To get to Hash House a Go Go on 5th Avenue in San Diego, famous for its enormous sage fried chicken on top of enormous bacon waffles, you have to walk. There’s no parking lot to the right or left of the restaurant. We parked in a nearly empty lot a few blocks away, noting the number of that parking space, then walked up to rows of post office-like boxes at the edge of the parking lot nearest to the sidewalk, took out a few bucks, and slipped it into the slot belonging to that number. Then we walked.
On the way, we passed by a cluster of bungalows, and the blinds at the window of one bungalow were all the way open, revealing a small, tight reading room, with two sets of tall shelves, and an overstuffed red leather chair. I didn’t want to try the fried chicken and waffles, as I eventually did from my sister’s plate. I wanted to move into that bungalow and have that room all to myself. That was my reading room. That’s exactly how I want it to be when I have my own, and though I’ve occasionally debated whether to have the books in a separate room, I want them with me. That’s where I would be most comfortable. That’s all I need.

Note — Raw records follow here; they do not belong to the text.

Issue #15, opened 2016-05-01
Cache a dependency manifest


tavinathanson:
Every cached file can be accompanied by a `MANIFEST` that lists the software versions that created it.

tavinathanson:
Handled in a basic way by #28

PR #28, opened 2016-05-10
Add basic provenance tracking

tavinathanson:
Since I'm regenerating a shared cache right now, I figured I'd knock out some basic provenance tracking this time around.

What this does:
- Records the versions of a few key modules alongside each cached file.
- If those versions don't match up with the environment when loading from the cache, simply prints the diff for each patient.

Future work:
- Allow multiple cached versions to co-exist, keyed by the provenance. Currently, this is just an alert rather than a useful tool.
- Somehow track `NetMHC*` versions.
- Use `logging` rather than `print` statements and have a way to suppress and/or merge the many warnings.

### DIFF
--- a/cohorts/load.py
+++ b/cohorts/load.py
@@ -18,6 +18,7 @@ from os import path, makedirs, listdir
 from shutil import rmtree
 import pandas as pd
 import numpy as np
+import logging
 
 # pylint doesn't like this line
 # pylint: disable=no-name-in-module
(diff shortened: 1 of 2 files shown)


tavinathanson:
@armish I'm writing up a small test right now, and decided I should probably disable the warnings by default.

cohorts/load.py
```diff
@@ -313,12 +313,42 @@ def load_from_cache(self, cache_name, patient_id, file_name):
...
+            return set(dict(df.to_dict("split")["data"]).items())
+
+        def provenance_str_from_set(s):
+            return ["%s==%s" % (key, value) for (key, value) in s]
+
+        provenance_set = provenance_set_from_df(df_provenance)
+        provenance_set_previous = provenance_set_from_df(df_provenance_previous)
+        new_provenance_diff = provenance_set.difference(provenance_set_previous)
+        old_provenance_diff = provenance_set_previous.difference(provenance_set)
+        if new_provenance_diff != set():
```
armish: how about something like:

``` python
def check_diff(diff):
  if diff != set():
    print("Current provenance for patient %s: %s" % (
      patient_id, provenance_str_from_set(diff)))

check_diff(new_provenance_diff)
check_diff(old_provenance_diff)
```

to reduce the redundancy here?

cohorts/load.py
```diff
@@ -313,12 +313,42 @@ def load_from_cache(self, cache_name, patient_id, file_name):
...
+        def provenance_set_from_df(df):
+            return set(dict(df.to_dict("split")["data"]).items())
+
+        def provenance_str_from_set(s):
+            return ["%s==%s" % (key, value) for (key, value) in s]
+
+        provenance_set = provenance_set_from_df(df_provenance)
+        provenance_set_previous = provenance_set_from_df(df_provenance_previous)
+        new_provenance_diff = provenance_set.difference(provenance_set_previous)
+        old_provenance_diff = provenance_set_previous.difference(provenance_set)
```
armish: Why do you need this two-way diff'ing procedure? Is it because we might have each provenance having additional/missing keys in the future?

cohorts/load.py
```diff
@@ -313,12 +313,42 @@ def load_from_cache(self, cache_name, patient_id, file_name):
...
+                    old_provenance_diff)))
+
         if path.splitext(cache_file)[1] == ".csv":
             return pd.read_csv(cache_file, dtype={"patient_id": object})
         else:
             with open(cache_file, "rb") as f:
                 return pickle.load(f)
 
+    def generate_provenance(self, cache_name, patient_id):
+        df_provenance = pd.DataFrame()
```
armish: is this a data frame just because it is easier serialize/deserialize from the disk? 
Out of curiosity: are `Dict`/`JSON`s harder to save/load from the disk in Python?

armish:
nice one! :clap:

Just a few minor questions/comments for you. Feel free to merge it when/if you address/ignore them.

cohorts/load.py
tavinathanson: It was pure laziness and the ease of `df.to_csv`, probably should just output `JSON`!

cohorts/load.py
tavinathanson: Yeah, that was my thought: we might lose and gain modules.

cohorts/load.py
tavinathanson: I reduced the redundancy somewhat differently, let me know if it looks good?

tavinathanson:
Updates:
- Added a test.
- Added a `check_provenance` flag that defaults to `False`.

tavinathanson:
@armish Good to merge on green?

tavinathanson:
Fixes #15

armish:
Go for it! 

BTW: I think this looks much better with `df -> dict` switch. Thanks for doing that.

PR #213, opened 2025-12-09
Bug fix - Include tokenize/detokenize APIs to call via request SESSION to avoid ephemeral port exhaustion issue

dharaneeshvrd:
- Fix error log for vllm calls
- Add clear comment on the reasoning behind SESSION usage
```
# SESSION object will be used by instruct and embedding endpoints. Hence keeping pool_connections = 2
    # Need to use SESSION object for following reasons:
    # - To limit the number of concurrent requests getting created to instruct vLLM's API to 32
    # - To fix the ephemeral port exhaustion issue during chunking, since numerous tokenize calls are made to embedding server
```


dharaneeshvrd:
Apologise for missing this scenario on yesterday's [PR](https://github.com/IBM/project-ai-services/pull/202)

PR #215, opened 2025-12-09
This is proposed addition for performance data logging

carll99:
Here is the first pass at what we would like to see enabled for performance tracking.

Posting this as requested from earlier meeting.  Will discuss the PR in our next meeting.

### DIFF
--- a/spyre-rag/src/retrieve/backend_server.py
+++ b/spyre-rag/src/retrieve/backend_server.py
@@ -2,6 +2,7 @@ from flask import Flask, request, jsonify, Response, stream_with_context
 import json
 import logging
 import os
+import time
 from threading import BoundedSemaphore
 from functools import wraps
 
@@ -18,7 +19,8 @@ TRUNCATION  = True
 emb_model_dict = {}
 llm_model_dict = {}
 reranker_model_dict = {}
-
+from common.misc_utils import get_logger
+logger = get_logger("backend_server")
 settings = get_settings()
 concurrency_limiter = BoundedSemaphore(settings.max_concurrent_requests)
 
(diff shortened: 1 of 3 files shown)


spyre-rag/src/retrieve/backend_server.py
```diff
@@ -145,7 +147,10 @@ def chat_completion():
             return jsonify({"error": "Server busy. Try again shortly."}), 429
 
         try:
+            start_time = time.time()
             vllm_stream = query_vllm_stream(prompt, docs, llm_endpoint, llm_model, stop_words, max_tokens, temperature, stream, dynamic_chunk_truncation=TRUNCATION)
+            request_time = time.time() - start_time
+            logger.info(f"Perf data: rag answer time = {request_time}")
```
dharaneeshvrd: What is the difference between `rag answer time` and `llm inferencing time` in llm_utils? It looks it would be produce same timings.

spyre-rag/src/retrieve/backend_server.py
```diff
@@ -145,7 +147,10 @@ def chat_completion():
             return jsonify({"error": "Server busy. Try again shortly."}), 429
 
         try:
+            start_time = time.time()
             vllm_stream = query_vllm_stream(prompt, docs, llm_endpoint, llm_model, stop_words, max_tokens, temperature, stream, dynamic_chunk_truncation=TRUNCATION)
```
iv1111: This call to `query_vllm_stream` in streaming mode returns a generator and not a final answer. This generator (like a C++ iterator) is then read chunk by chunk with each piece being sent to Web UI even after this Python backend function returns. So if you want to measure properly you should probably test non-streaming case only.

iv1111: @Niharika0306 chime in please to confirm.

iv1111:
@carll99 You could try out this for request id retrieval:

```
from flask import request
.....
req_id = id(request)
```

PR #217, opened 2025-12-10
Fix release version part of the workflow

mkumatag:
This fixes the Release name not populating the name properly(version)


adarshagrawal38 (approved):
LGTM

PR #218, opened 2025-12-10
Fix patch links and use commits instead

yussufsh:
The torchvision patch file name was changed yesterday in the build-scripts repo. This led to a build failure for rag-base docling Containerfile. 

Now we are locked on a commit.

Also, using upstream build repo link for docling patch instead of the forked repo link used before.

### DIFF
--- a/images/rag-base/Makefile
+++ b/images/rag-base/Makefile
@@ -1,6 +1,6 @@
 REGISTRY?=icr.io/ai-services-private
 IMAGE=rag-base
-TAG?=v0.0.12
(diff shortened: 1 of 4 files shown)


mkumatag (changes requested):
better carry the patches here in the repo instead of pulling them runtime!

adarshagrawal38:
> bingo! we have some build failure.!
> 
> @adarshagrawal38 I see image is built twice for PR, wondering if we can optimise this workflow to use runners optimal.

yes we can optimize, to avoid rebuilding image.

PR #219, opened 2025-12-10
This is proposed addition for performance data logging

carll99:
This is an updated PR with just the sign-off added.  Goal was to have the very minimal code changes to give very basic logging info for the initial release.  More detailed, code invasive, timings will we worked on for a future release/PR.


iv1111:
What is the state of this?

PR #267, opened 2026-01-16
enable ai-services to run as non-root-user

Shubhamag12:
Context: https://ibm.ent.box.com/file/2102027246213

# Description
## Problem Statement
Currently, ai-services only supports execution as the root user. 

## Solution
This PR enables ai-services to run as a non-root user. The tool now supports a hybrid approach:
- **bootstrap (validate/configure)**: Runs with `sudo` for one-time system setup
- **runtime operations (application commands)**: Run as a regular user without elevated privileges

## User Setup Requirements

To use ai-services as a non-root user, the following one-time setup is required:

### 1. Add user to sudo group (wheel)
```bash
sudo usermod -aG wheel <username>
```
This grants the user permission to execute specific commands with sudo when needed.

### 2. Enable systemd user session persistence
```bash
sudo loginctl enable-linger <username>
```
This ensures the user's systemd instance persists even when not logged in, which is required for:
- Rootless podman socket to remain active
- User services to run in the background

### Rootless Podman
- Containers run as the regular user on the host (not root)
- Uses user namespaces: processes appear as "root" inside containers but are actually the user's UID on the host
- Podman socket created at `/run/user/<UID>/podman/podman.sock` (user-specific, not system-wide)

### Directory Permissions
- Bootstrap creates directories with ownership set to `$SUDO_USER`
- Regular user has full read/write access to application directories
- No root privileges required for runtime operations

### Environment Variables
- `XDG_RUNTIME_DIR`: Automatically set if missing (required for user systemd operations)
- `SUDO_USER`: Used during bootstrap to determine the actual user for ownership settings

## Q&A

Q: Why do we need to add the non-root user to the sudo group?
A: We still need certain commands to be executed with sudo, like `ai-services bootstrap`, as it configures and modifies the env which requires root permissions. 

Q: Which commands would be run without sudo?
A: Except `bootstrap`, every other command would be run without sudo.

### DIFF
--- a/ai-services/cmd/ai-services/cmd/application/create.go
+++ b/ai-services/cmd/ai-services/cmd/application/create.go
@@ -375,15 +375,28 @@ func getSMTLevel(output string) (int, error) {
 
 func setSMTLevel() error {
 	/*
-		1. Fetch current SMT level
-		2. Fetch the target SMT level
+		1. Fetch the target SMT level
+		2. Fetch current SMT level
 		3. Check if SMT level is already set to target value
 		4. If not, set it to target value
 		5. Verify again
 	*/
 
-	// 1. Fetch Current SMT level
-	cmd := exec.Command("ppc64_cpu", "--smt")
+	// 1. Fetch the target SMT level
+	targetSMTLevel, err := getTargetSMTLevel()
+	if err != nil {
+		return fmt.Errorf("failed to get target SMT level: %w", err)
+	}
+
+	if targetSMTLevel == nil {
+		// No SMT level specified in metadata.yaml
+		logger.Infof("No SMT level specified in metadata.yaml. Keeping it to current level")
+
+		return nil
+	}
+
+	// 2. Fetch Current SMT level
+	cmd := exec.Command("sudo", "ppc64_cpu", "--smt")
 	out, err := cmd.CombinedOutput()
 	if err != nil {
 		return fmt.Errorf("failed to check current SMT level: %v, output: %s", err, string(out))
@@ -392,19 +405,6 @@ func setSMTLevel() error {
 	currentSMTlevel, err := getSMTLevel(string(out))
 	if err != nil {
 		return fmt.Errorf("failed to get current SMT level: %w", err)
-	}
-
-	// 2. Fetch the target SMT level
-	targetSMTLevel, err := getTargetSMTLevel()
-	if err != nil {
-		return fmt.Errorf("failed to get target SMT level: %w", err)
-	}
-
-	if targetSMTLevel == nil {
-		// No SMT level specified in metadata.yaml
-		logger.Infof("No SMT level specified in metadata.yaml. Keeping it to current level: %d\n", currentSMTlevel)
-
-		return nil
 	}
 
 	// 3. Check if SMT level is already set to target value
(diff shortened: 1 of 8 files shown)


ai-services/internal/pkg/runtime/podman/podman.go
```diff
@@ -47,6 +49,42 @@ func NewPodmanClient() (*PodmanClient, error) {
...
+		u.Uid,
+	), nil
+}
+
+func userPodmanURI(uid int) string {
+	return fmt.Sprintf(
+		"unix:///run/user/%d/podman/podman.sock",
+		uid,
+	)
+}
```
mayuka-c: Just a check. Did all the pods deployment worked fine with non root?
Did you test by deploying the RAG application?

ai-services/cmd/ai-services/cmd/application/create.go
```diff
@@ -375,38 +375,38 @@ func getSMTLevel(output string) (int, error) {
...
 
 		return nil
 	}
 
+	// 2. Fetch Current SMT level
+	cmd := exec.Command("sudo", "ppc64_cpu", "--smt")
+	out, err := cmd.CombinedOutput()
+	if err != nil {
+		return fmt.Errorf("failed to check current SMT level: %v, output: %s", err, string(out))
+	}
```
mayuka-c: If we are using sudo, will this prompt for the password to be entered by user here?

ai-services/internal/pkg/runtime/podman/podman.go
Shubhamag12: I tried this on a 3 spyre card setup, where all pods were in healthy state except vllm as it required 4 cards for instruct and 1 for reranker. I configured instruct to use 2 cards and hence it was unhealthy

ai-services/cmd/ai-services/cmd/application/create.go
Shubhamag12: > but I think here it might fail, as exec.Command doesn't attach to terminal stdin by default afaik.

confirmed this, I have disabled the spinner for smt level, since we might need user input for this

Shubhamag12: I dont think we should do that
Its upto admin on how the user is setup, passwordless or with password

manju956: Ok, in that case we can have documentation section to capture this?

Shubhamag12: yes, we should have that

Shubhamag12: User will anyway have permissions to run as sudo, and since moving it to configure.go cannot be possible as we want to keep this smt value configurable as per application, thats why thought of adding sudo.
CC: @mkumatag

mayuka-c: Not sure. Maybe we can have a default constant value set I guess during bootstrap. 
For now, I guess we need to document that only root user and non root users with sudo privileges can run.

ai-services/internal/pkg/validators/root/root.go
```diff
@@ -20,11 +20,18 @@ func (r *RootRule) Name() string {
...
 
-	logger.Infoln("Checking root privileges", logger.VerbosityLevelDebug)
+		return nil
+	}
 
-	if euid != 0 {
-		return fmt.Errorf("current user is not root (EUID: %d)", euid)
+	if euid != 0 && os.Getenv("XDG_RUNTIME_DIR") == "" {
+		uid := os.Getuid()
+		logger.Infoln("running command as %s", uid, logger.VerbosityLevelDebug)
```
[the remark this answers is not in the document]
Shubhamag12: wait, my bad, while creating the application we get `failed to pull image registry.redhat.io/rhaiis/vllm-spyre-rhel9:3.2.5: reading JSON file "/run/containers/1001/auth.json": open /run/containers/1001/auth.json: permission denied` because it is not able to lookup the directory.
So yes, this is required.

Apologies for creating the confusion.

mkumatag (changes requested):
initial comments, overall flow looks really complicated, might need some more time to go through this code and the description.

mkumatag (approved):

Shubhamag12:
Since there are a lot more changes we had in, will keep this as a reference PR and will raise new PR as per requirements

PR #321, opened 2026-02-13
provide language support

Niharika0306:
This PR provides functionality for language_detection and  prompt selection based on language.


spyre-rag/src/retrieve/backend_utils.py
```diff
@@ -1,11 +1,35 @@
...
 settings = get_settings()
 
+def cosine(a, b):
+    return np.dot(a, b) / (np.linalg.norm(a) * np.linalg.norm(b))
+
+def detect_language(query, emb_model, emb_endpoint, max_tokens):
+    embedder = get_embedder(emb_model, emb_endpoint, max_tokens)
+    user_emb = embedder.embed_query(query)
+    ref_texts = {
+        "en": "This is an English sentence.",
```
Niharika0306: Will move these centroids( eng and german ref statements) to settings.json, and will see if I can store the embedding computation in memory somewhere as part of the vectorstore, instead of computing for every query.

Treasure Houses of Britain, released on DVD by Acorn Media, and hosted by esteemed British journalist Selina Scott, is a head-snapping contrast to that modest reading room I want so badly. Here is Blenheim Palace, immortalized by Kenneth Branagh’s Hamlet as the exteriors of that filmic palace, built 300 years ago for Winston Churchill’s ancestors, including a 183-foot-long library, a ceiling painting, and so much history that you could nearly gag on it, which is terrific for British history buffs. And there is Holkham Hall, with its stunned-into-silence Marble Hall, modeled after a Roman temple of justice, according to Scott. It took 30 years to build, it’s awe-inspiring, and I wonder how anyone could want to maintain this for all time. Look at all it has, everything that must not fall into disrepair. It’s amazing and intimidating at the same time. Other episodes feature Burghley House, an Elizabethan house; Chatsworth; and Boughton House, which is considered the English Versailles. It’s quite a lot to look at and admire, but what helps keep these tours interesting is that Scott is respectful of these rooms and halls without slobbering. Most people probably don’t know about these houses, and so they should learn, and she gives information and shows off portraits and other expensive items with family members connected to these houses, without making such a big show of it. It’s nice to see, and quite a tonic from the sometimes-frenetic “Look at me! Look at me!” nature of American television.
Scott doesn’t get too close to viewers, but just enough to get them interested in these houses. If you’re not interested in the portraits, there’s the halls. If not the halls, then the libraries. If not the libraries, then that one organ. If not all this, then there’s history that stretches far back to include a great number of interesting stories. It takes time to get used to the grand, soaring instrumental music, which is meant to convey the sheer power of these houses, but becomes overbearing at times. Fortunately, it never distracts from the Marble Hall or learning of Blenheim’s history.
In extras, there is “Behind the Architectural Styles,” onscreen text that breaks down the style of each house in one paragraph, and a booklet explains at length the oft-discussed “Grand Tour,” the “lost” houses of England, and the National Trust for Places of Historic Interest. But the most substantial extra is a 22-minute featurette on the second disc called “How We Did It,” in which we’re given intimate access to the filming of each episode, how it’s done, how each house must be lit in order to capture all of it. We get just a bit from Scott about why she did this, but not enough. She says she didn’t think she’d love it at first, but she did. Ok, but who proposed the project? Was Scott involved from the beginning? What were the logistics involved in making this happen? Who did they have to talk to and get approval from to bring in cameras and microphones and Scott? Did they walk through the houses before production to figure out where they were going to place cameras? The filming itself is interesting, but many opportunities for more sufficient insight are sorely missed.
I’ll stick with my dream reading room, but for sheer drama in houses and the history that surrounds them, Treasure Houses of Britain is a most remarkable feat in visuals and reportage. Prepare to gape often at massive wealth.